ゲート 日本帝国軍 彼の異世界にて、活躍せり   作:西住会会長クロッキー

6 / 19
第六話 転生者

コダ村の住民を保護して二日が経ったある日。

相馬はいつものように住民達のもとへと向かおうとしていた。さて、今日も行くか……そんな事を考えて廊下を歩いていた。

突然誰かが、「ちょっと相馬君」と相馬に声をかける。

かけられた声に、相馬は大儀そうに振り返る。

すると各戦闘団の団長がいる部屋の前に立つ、軍刀や拳銃を腰に下げている黒髪の女が見えた。彼女は久しぶりなんだからスルーするなという感じの表情だった。

白石 紀子(しらいし のりこ)』大尉であった。

「皆さん。こちらが相馬中尉です」

「第三偵察隊隊長の相馬と申します。以後お見知り置きをっ!」

相馬が白石に連れて来られたのは、本部隊舎の会議室だった。そこには、特地派遣部隊の最高司令官を務める『大高 弥三郎(おおたか やさぶろう)』大将、国防大臣の『高野 五十六(たかの いそろく)』、特派空軍司令官『巌田 新吾(いわた しんご)』中将、第一戦闘団団長『瀬戸 基(せと もとい)』大佐、特地戦略担当官『前原 一征(まえはら いっせい)』少将、さらには内閣総理大臣である戸村謙三らが集まっていた。これらの面々は相馬を拍手で歓迎した。

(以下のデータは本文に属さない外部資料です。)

PR #584, opened 2026-07-12
Release: staging → main - prod catch-up (supersedes #583; SES observability, Ember 5.12, EU AI Act Art.50, security hardening)

swahlquist:
## Supersedes PR #583

PR #583 was opened directly from `staging` as head and conflicted with `main` in 6 files (main carries two direct-to-main backport PRs, #538 and #539, not reachable from `staging`). Since GitHub can't cleanly repoint a PR to a different head branch, #583 was closed as superseded. This PR is opened from a dedicated conflict-resolution branch, `scot/chore/staging-into-main-2026-07-12`, cut from `staging` with `main` merged in and all conflicts resolved.

## Current state

- **Prod (`main`) SHA:** `b03fb7cf1c4812cb5430c0dfc282e4c86b56a874` - confirmed live on Render `lingolinq-prod` (deploy `dep-d95ivhp9rddc73baqfrg`)
- **Staging source SHA:** `e80dc26d4d0c2ffd97fb5e0d7474b408e88705d8`
- **This branch:** `scot/chore/staging-into-main-2026-07-12`, `staging` + a merge of `main` with conflicts resolved

## Conflict files and resolution

Six files conflicted (all stemming from direct-to-main backports #538 "SigV4 PresignedPost signing" and #539 "gem CVE patches" landing 2026-07-06, in spots `staging` later touched independently):

- `Gemfile`, `Gemfile.lock`
- `app/frontend/app/components/beta-feedback-form.js`
- `app/frontend/app/services/content-grabbers.js`
- `lib/uploader.rb`
- `spec/lib/uploader_spec.rb`

**Resolution rule applied:** staging's version was used for each file **only after verifying, file by file, that it preserves the direct-to-main hotfixes** - not a blind "take staging."

[...]

PR #615, opened 2026-07-16
chore: untrack .planning/ so the existing gitignore rule applies

swahlquist:
## What

Removes ten `.planning/` files from the git index. Nothing else changes: 0 lines added, 1343 removed, and **every file stays on disk**.

## Why

`/.planning` has been at `.gitignore:95`, but the rule never took effect. The expired-link-UX GSD project committed `.planning/` at `c3a7efa09` (2026-07-10), and gitignore does not retroactively untrack files that are already committed. Those ten files have been tracked on `staging` ever since, and shipped to `main`/prod via #584.

The consequence is subtle and it bites in practice. The tracked control files describe one specific GSD project (expired-link UX). `.planning/` is a single slot, so any session that scaffolds a *different* project into it turns those files into modified **tracked** files, and local planning scratch silently rides along in an unrelated feature PR. A fresh checkout or new worktree re-materializes them, so archiving them locally does not help. Untracked files under `.planning/` *are* correctly ignored, which is what makes this easy to miss: `git status` stays clean until you touch one of the ten.

This is exactly what the gitignore rule intended all along. `.planning` keeps working as local GSD scratch, just without the index entries.

## Verification

- `git show --numstat 76e2c15c6` shows 0 additions across all ten files -- index removal only.
- Files confirmed present on disk after the change.
- `git check-ignore -v .planning` now resolves to `.gitignore:95:/.planning`, where it previously reported not-ignored.
- Working tree clean.

## Note for reviewers

One of the ten, `.planning/phases/02-disclosures-content/02-01-SUMMARY.md`, is a VPC leftover swept in by accident rather than an expired-link file. It comes out here with the rest; it remains on disk.


swahlquist:
OK to merge. Required CI is green and the diff only untracks .planning/ files that are already ignored. The failing codex-review/deep-pass status on this PR is a Codex runner sandbox/tooling false positive, not a PR defect: the review run could not execute read-only shell commands because bubblewrap failed with `bwrap: loopback: Failed RTM_NEWADDR: Operation not permitted`. The Node 20/24 note is also a GitHub Actions runtime warning for `actions/checkout@v4`, not a project Node version change. LingoLinq-AAC remains pinned to Node 20 for Ember 3.28.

「相馬君。我々のことを知ってもらうために、今日は君に来てもらったよ」

「戸村総理、我々のことと言うと?」

相馬の質問に戸村は、静かに笑いながら答えた。

「そこにいる望月さん……失礼。白石大尉のように、君を除く皆さんは『転生者』なんだよ。また、狭間陸将いや、大星皇帝陛下も転生者なんだ」

相馬は、話の内容を理解すると、何だそんなことかという表情になった。

「おっと。その様子だと我々以外の転生者に遭遇したことがあるみたいだね……一応言うと、私がこの世界に転生する前の世界では、柳田 明という名前の自衛隊員だった」

「自衛隊?たしか、日本があの戦争に参戦して負けたとされる世界で出来た軍隊のような組織ですよね」

「ああ、そうだよ。君が遭遇した転生者に俺と同じ自衛隊員が居たのか……あのお方もお人好しだなぁ」

相馬の疑問などに答えながら柳田……いや、戸村は真剣な表情に変え、話を進める。

「当然のことだが、我々は歴史を動かしすぎた。

一九三四年一月に当時、軍大佐だった私がこちらの大高大将や高野国防大臣らと共に起こした帝国軍決起事件をきっかけに前大戦に参戦しなかったこと、さらに銀座事変の前に軍の展開や避難勧告の発令も裏で我々が動いたからだ。他には、本来登場しなかった兵器が数年、数十年早く登場したのは我々の仲間による行動だ」

相馬は興味津々で戸村の話に聞き入っていた。

次に大高大将が声を上げた。

「いやぁ、戸村総理が我々の仲間で良かったと今でも思います。第一前世では、米国との開戦。第二前世では、米国だけでなく独国とも開戦してしまったが。この世界ではあの悲劇の大戦に巻き込まれることなく。日本や満州で人々とともに一時的ではありますが、平和を謳歌できましたなぁ」

大高は戸村と目を合わせながら語った。「ええ、私もそう思います。大高閣下」と戸村はころころと笑いながら言葉を返す。

ちなみに、大高の言う第一前世というのは史実の世界のことで、第二前世というのは、アメリカやドイツと開戦こそしたものの、日本が第二次大戦において優位を保った世界のことであった。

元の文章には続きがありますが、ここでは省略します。